DIRECTIONS
Lines to return, exactly: from the line with "- SQLite caching already covered by #505" to the line with "1. Rebase all" in the entries below, both included.

━━━ DATASET RECORDS

PR #504, opened 2026-06-02
fix: resolve xAI Grok OAuth callback loop and model configurations

saxster:
Resolves redirect/callback loop on xAI OAuth flow, corrects model selection logic to support grok-4.3, and ensures named profiles inherit/merge configurations cleanly from xai-oauth.


pmos69 (changes requested):
Thanks for the work across this set. I looked at #504, #505, and #506 together because they are all from the same old base and overlap in ways that make them hard to review or merge independently.

At the moment all three PRs need changes before merge.

Current verified state:

- #504, #505, and #506 are all `DIRTY` against current `main` and have no status checks reported.
- Local merge-tree checks reproduce conflicts:
  - #504 conflicts in `src/renderer/src/screens/Sessions/Sessions.test.tsx` after recent Sessions work.
  - #505 conflicts in `src/main/sessions.ts`.
  - #506 also conflicts in `src/main/sessions.ts`.
- All three branches are based on the same older base (`81c7349`, around v0.5.4), so recent merged work like the Sessions changes and Spanish docs/i18n changes appears as stale-branch noise when comparing against current `main`.

The biggest issue is that the three PRs are not independent:

1. #505 imports and calls `detectAuthUrl()` from `src/main/hermes-auth.ts`, but #505 does not define that helper. The helper is introduced in #504. That means #505 currently appears to depend on #504 while being presented as an independent DB/process/SSH PR. Please either make #505 explicitly stacked on #504, or remove that OAuth change from #505 and keep it in #504 only.

2. #506 duplicates/supersedes part of #505. Both add/refactor the shared SQLite connection layer (`src/main/db.ts`, `src/main/sessions.ts`, `src/main/session-cache.ts`, and related tests). #505 is the cleaner, narrower vehicle for DB caching/process/SSH robustness. Please remove the DB/session-cache slice from #506 if #505 remains open.

3. #506 is too broad as a single PR. It currently mixes several unrelated changes:
   - safeStorage encryption for `desktop.json.remoteApiKey`
   - async media reads
   - per-session chat cancellation
   - file-permission hardening
   - bundled installer scripts under `resources/`
   - SQLite caching already covered by #505
   - renderer/Layout/Memory/Skills tweaks

   Those should be split into focused PRs. In particular, I would not merge the bundled installer scripts as part of this PR; vendoring large installer scripts into Desktop needs a separate justification and maintenance plan, if it is wanted at all.

Suggested path to make this mergeable:

1. Rebase all three branches onto current `main`.
2. Make #504 narrow and first in the stack: xAI OAuth/model handling only. Keep `detectAuthUrl()` and its tests there. Drop broad formatting/docs/script churn unless directly necessary.
3. Make #505 either independent or explicitly stacked on #504. If independent, remove the `detectAuthUrl()` usage from #505. Keep #505 focused on DB caching, Windows process cleanup, and SSH startup robustness.
4. Rework #506 so it no longer includes DB caching or unrelated UI/refactor/install-script changes. Split the remaining useful pieces into separate PRs, for example:
   - safeStorage encryption for `remoteApiKey`
   - async media reading
   - per-session chat cancellation
   - file permission hardening
5. After rebasing/splitting, please rerun the relevant tests and update the PR bodies with the new scope and test results.

There are useful ideas here, but in the current shape the overlap and stale base make it too risky for the maintainer to merge or review confidently.

saxster:
Closing — opened against the wrong repo by mistake; I'm keeping this work in my own fork (saxster/hermes-desktop). Apologies for the noise!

━━━━━━

ANSWER BELOW
   - SQLite caching already covered by #505
   - renderer/Layout/Memory/Skills tweaks

   Those should be split into focused PRs. In particular, I would not merge the bundled installer scripts as part of this PR; vendoring large installer scripts into Desktop needs a separate justification and maintenance plan, if it is wanted at all.

Suggested path to make this mergeable:

1. Rebase all three branches onto current `main`.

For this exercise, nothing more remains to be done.